Directions: Count each line below that has "OSes" anywhere in it. Answer with the total alone.

Records from a dataset

******

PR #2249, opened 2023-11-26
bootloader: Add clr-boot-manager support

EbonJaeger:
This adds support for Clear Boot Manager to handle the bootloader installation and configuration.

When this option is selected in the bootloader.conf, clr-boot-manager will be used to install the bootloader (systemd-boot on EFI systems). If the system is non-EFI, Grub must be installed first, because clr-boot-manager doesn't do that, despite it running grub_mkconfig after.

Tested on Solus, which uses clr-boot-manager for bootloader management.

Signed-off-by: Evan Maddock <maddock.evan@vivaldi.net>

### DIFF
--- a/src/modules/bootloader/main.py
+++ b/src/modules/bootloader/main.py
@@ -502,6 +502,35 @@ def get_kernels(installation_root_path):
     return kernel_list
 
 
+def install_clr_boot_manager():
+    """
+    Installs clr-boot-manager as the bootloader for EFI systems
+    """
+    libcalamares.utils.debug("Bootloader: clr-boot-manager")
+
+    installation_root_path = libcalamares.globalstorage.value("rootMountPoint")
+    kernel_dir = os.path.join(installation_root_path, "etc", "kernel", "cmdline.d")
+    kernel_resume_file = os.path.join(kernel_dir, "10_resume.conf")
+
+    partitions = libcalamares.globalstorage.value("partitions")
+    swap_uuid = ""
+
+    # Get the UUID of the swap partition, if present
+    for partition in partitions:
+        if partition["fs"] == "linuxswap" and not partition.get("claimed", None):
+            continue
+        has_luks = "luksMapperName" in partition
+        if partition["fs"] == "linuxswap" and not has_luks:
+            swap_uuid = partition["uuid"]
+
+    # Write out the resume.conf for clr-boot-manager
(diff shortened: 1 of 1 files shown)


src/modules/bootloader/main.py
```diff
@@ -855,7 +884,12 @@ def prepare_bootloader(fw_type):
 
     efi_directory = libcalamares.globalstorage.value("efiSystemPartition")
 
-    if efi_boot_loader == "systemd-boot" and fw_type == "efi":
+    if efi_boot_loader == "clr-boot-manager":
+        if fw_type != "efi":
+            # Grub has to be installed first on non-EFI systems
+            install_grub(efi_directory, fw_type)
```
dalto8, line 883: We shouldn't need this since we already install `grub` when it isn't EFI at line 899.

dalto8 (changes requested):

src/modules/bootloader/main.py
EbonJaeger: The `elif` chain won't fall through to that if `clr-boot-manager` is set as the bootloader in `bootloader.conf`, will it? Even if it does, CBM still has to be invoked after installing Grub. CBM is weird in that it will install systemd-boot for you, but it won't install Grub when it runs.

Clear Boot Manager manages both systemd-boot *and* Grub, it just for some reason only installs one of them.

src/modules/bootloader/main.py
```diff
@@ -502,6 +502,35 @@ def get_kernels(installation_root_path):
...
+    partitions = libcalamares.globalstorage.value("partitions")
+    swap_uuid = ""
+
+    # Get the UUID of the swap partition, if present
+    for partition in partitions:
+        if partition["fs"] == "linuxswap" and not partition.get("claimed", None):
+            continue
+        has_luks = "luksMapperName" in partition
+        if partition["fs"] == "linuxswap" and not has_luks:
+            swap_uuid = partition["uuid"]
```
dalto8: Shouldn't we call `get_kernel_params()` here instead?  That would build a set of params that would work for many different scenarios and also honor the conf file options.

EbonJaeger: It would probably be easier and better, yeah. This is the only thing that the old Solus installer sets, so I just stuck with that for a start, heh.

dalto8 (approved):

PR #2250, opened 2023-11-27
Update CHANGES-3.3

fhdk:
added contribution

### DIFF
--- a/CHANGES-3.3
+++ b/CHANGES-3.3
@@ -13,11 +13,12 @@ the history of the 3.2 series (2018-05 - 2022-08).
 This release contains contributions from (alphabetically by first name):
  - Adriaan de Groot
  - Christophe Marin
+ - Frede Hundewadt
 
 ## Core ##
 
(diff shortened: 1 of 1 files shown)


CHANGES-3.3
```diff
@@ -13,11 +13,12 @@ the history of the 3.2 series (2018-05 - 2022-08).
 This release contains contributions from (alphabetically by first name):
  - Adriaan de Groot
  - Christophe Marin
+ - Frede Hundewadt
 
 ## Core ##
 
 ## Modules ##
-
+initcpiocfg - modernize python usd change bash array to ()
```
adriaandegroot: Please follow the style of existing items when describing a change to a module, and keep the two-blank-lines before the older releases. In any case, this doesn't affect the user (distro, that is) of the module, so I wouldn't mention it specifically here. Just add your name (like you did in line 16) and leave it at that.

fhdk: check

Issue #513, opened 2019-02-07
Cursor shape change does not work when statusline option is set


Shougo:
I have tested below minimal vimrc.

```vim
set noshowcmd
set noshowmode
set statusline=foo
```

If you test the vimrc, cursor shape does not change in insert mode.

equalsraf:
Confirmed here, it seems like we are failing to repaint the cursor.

******

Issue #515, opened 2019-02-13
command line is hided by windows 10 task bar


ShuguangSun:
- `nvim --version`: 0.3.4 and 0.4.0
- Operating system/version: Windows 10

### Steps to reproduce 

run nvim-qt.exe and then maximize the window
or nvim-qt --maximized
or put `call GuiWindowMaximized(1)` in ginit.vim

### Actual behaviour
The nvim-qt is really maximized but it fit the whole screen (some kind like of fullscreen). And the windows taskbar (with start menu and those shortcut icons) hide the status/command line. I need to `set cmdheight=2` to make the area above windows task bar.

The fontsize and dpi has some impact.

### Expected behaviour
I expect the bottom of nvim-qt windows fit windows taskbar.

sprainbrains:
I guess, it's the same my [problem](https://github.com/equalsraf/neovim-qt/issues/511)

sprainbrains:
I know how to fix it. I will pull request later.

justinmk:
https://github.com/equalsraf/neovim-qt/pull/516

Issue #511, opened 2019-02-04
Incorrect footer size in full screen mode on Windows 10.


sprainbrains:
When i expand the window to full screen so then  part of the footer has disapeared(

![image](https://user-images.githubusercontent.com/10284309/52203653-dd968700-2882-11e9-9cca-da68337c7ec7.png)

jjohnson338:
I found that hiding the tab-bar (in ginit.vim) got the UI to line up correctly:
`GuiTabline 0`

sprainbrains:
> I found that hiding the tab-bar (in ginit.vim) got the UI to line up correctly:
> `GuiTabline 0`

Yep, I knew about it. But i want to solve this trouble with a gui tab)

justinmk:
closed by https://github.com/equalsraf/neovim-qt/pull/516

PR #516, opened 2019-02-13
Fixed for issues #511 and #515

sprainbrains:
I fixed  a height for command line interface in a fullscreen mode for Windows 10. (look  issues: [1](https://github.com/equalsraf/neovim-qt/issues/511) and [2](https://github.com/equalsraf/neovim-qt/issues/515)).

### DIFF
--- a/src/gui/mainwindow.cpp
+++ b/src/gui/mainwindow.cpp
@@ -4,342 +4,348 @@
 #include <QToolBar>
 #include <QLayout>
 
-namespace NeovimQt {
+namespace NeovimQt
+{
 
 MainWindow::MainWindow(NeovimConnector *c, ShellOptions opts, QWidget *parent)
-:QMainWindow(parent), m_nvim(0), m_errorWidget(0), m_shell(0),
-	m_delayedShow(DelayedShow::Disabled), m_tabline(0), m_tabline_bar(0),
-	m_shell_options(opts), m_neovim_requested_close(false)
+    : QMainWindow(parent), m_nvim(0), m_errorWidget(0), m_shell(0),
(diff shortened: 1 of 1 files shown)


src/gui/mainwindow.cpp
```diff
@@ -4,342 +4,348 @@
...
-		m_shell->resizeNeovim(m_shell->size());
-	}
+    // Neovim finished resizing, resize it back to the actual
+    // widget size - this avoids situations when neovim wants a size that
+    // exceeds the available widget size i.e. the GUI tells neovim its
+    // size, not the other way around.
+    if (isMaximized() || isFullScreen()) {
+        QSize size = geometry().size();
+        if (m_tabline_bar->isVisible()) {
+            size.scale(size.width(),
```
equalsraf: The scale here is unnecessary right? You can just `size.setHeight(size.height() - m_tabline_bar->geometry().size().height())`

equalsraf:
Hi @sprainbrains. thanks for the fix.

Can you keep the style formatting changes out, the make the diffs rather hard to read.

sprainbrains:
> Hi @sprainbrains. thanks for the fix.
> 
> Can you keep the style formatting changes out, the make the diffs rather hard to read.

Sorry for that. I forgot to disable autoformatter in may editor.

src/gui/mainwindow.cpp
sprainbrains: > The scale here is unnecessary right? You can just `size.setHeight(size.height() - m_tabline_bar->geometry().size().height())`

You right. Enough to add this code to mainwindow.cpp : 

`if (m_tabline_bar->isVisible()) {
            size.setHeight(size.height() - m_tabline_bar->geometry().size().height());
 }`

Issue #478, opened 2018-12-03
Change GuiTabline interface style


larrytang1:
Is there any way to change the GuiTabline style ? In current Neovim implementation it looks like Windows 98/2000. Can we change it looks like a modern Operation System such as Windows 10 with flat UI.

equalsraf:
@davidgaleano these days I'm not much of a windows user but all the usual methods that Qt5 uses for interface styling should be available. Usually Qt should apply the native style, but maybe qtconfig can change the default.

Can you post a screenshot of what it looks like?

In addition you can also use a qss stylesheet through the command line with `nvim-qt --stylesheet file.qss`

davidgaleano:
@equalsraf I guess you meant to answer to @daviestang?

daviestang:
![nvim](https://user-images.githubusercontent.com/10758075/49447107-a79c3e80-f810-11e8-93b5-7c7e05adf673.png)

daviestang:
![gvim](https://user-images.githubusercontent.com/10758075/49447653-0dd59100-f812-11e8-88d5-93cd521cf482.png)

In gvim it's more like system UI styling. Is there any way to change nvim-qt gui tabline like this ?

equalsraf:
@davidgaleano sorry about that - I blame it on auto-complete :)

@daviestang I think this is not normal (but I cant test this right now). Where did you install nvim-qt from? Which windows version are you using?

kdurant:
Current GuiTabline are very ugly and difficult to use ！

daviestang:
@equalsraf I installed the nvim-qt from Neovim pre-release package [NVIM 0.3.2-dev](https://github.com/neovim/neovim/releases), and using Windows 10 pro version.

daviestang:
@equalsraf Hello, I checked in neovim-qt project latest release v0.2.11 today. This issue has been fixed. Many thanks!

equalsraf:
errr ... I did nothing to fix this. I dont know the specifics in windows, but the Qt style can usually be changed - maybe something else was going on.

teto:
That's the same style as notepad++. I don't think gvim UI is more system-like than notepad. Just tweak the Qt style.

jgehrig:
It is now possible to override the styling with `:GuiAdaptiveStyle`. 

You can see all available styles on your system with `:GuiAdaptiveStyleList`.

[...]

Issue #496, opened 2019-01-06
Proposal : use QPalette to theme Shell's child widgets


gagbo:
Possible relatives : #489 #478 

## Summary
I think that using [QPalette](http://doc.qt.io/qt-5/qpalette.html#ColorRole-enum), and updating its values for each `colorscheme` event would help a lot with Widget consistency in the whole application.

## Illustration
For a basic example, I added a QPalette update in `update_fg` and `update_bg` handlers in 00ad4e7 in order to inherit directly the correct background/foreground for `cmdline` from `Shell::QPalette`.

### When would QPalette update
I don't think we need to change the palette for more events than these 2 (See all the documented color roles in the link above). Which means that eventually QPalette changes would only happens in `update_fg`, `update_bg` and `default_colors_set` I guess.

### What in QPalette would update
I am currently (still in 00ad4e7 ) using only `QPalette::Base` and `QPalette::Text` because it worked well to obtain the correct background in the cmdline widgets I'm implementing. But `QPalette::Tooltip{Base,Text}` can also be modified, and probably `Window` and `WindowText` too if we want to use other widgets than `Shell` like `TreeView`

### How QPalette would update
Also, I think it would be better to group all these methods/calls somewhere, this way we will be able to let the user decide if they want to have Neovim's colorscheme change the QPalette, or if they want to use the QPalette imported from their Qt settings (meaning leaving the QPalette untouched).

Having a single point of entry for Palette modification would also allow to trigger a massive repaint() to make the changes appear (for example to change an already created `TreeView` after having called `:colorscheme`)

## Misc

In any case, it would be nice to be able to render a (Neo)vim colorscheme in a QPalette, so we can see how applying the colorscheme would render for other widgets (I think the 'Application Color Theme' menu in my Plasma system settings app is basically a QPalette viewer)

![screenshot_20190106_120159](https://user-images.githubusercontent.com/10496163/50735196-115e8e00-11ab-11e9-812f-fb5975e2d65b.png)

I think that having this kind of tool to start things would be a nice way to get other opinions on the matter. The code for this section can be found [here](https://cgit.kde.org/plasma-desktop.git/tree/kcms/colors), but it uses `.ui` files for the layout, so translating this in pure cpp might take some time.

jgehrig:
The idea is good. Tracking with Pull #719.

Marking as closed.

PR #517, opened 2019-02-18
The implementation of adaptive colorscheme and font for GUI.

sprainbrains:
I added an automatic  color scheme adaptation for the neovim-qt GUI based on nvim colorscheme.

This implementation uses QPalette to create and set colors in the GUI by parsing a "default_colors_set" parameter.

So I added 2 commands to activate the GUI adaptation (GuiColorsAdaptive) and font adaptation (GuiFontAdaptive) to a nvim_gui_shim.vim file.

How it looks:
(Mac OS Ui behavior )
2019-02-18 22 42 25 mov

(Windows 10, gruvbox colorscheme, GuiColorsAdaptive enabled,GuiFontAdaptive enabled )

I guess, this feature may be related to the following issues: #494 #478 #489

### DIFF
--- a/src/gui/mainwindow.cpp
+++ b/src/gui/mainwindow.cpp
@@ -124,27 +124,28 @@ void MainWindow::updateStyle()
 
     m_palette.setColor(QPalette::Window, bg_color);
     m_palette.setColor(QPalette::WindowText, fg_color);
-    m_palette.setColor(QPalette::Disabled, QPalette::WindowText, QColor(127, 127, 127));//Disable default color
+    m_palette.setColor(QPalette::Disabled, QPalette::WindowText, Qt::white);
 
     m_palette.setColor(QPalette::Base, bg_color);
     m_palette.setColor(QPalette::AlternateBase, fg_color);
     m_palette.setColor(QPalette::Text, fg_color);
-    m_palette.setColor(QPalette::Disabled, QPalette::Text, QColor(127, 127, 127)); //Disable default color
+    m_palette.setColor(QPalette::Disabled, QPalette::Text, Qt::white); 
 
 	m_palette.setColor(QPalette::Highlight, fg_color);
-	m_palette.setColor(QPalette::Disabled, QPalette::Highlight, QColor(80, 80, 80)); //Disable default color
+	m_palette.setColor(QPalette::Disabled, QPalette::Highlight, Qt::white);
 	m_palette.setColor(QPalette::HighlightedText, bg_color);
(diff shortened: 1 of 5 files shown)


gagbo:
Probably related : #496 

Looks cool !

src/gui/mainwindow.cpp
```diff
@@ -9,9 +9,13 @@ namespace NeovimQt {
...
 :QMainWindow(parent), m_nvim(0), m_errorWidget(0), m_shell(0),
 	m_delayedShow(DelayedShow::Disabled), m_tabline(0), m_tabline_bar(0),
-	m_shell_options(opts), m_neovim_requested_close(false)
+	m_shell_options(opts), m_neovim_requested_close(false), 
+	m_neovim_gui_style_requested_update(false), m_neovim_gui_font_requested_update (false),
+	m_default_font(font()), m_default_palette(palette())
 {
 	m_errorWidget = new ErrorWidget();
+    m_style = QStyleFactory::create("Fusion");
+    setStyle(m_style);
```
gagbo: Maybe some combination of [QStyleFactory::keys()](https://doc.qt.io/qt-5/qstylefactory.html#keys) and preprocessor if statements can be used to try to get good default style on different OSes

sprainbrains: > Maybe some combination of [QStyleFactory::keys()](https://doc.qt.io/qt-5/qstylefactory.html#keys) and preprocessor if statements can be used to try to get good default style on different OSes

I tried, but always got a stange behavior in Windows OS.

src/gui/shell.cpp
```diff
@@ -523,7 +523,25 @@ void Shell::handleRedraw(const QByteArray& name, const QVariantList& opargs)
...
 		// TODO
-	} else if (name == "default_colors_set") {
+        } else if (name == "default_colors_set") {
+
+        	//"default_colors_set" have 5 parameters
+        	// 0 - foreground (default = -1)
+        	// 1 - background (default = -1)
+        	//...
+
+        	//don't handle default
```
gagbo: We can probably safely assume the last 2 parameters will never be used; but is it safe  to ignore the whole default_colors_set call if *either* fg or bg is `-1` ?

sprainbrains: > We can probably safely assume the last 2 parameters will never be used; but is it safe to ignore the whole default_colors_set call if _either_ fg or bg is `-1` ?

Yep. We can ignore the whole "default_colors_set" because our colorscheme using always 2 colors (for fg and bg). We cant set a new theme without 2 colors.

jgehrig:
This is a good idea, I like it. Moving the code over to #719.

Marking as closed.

******

Solution below: 2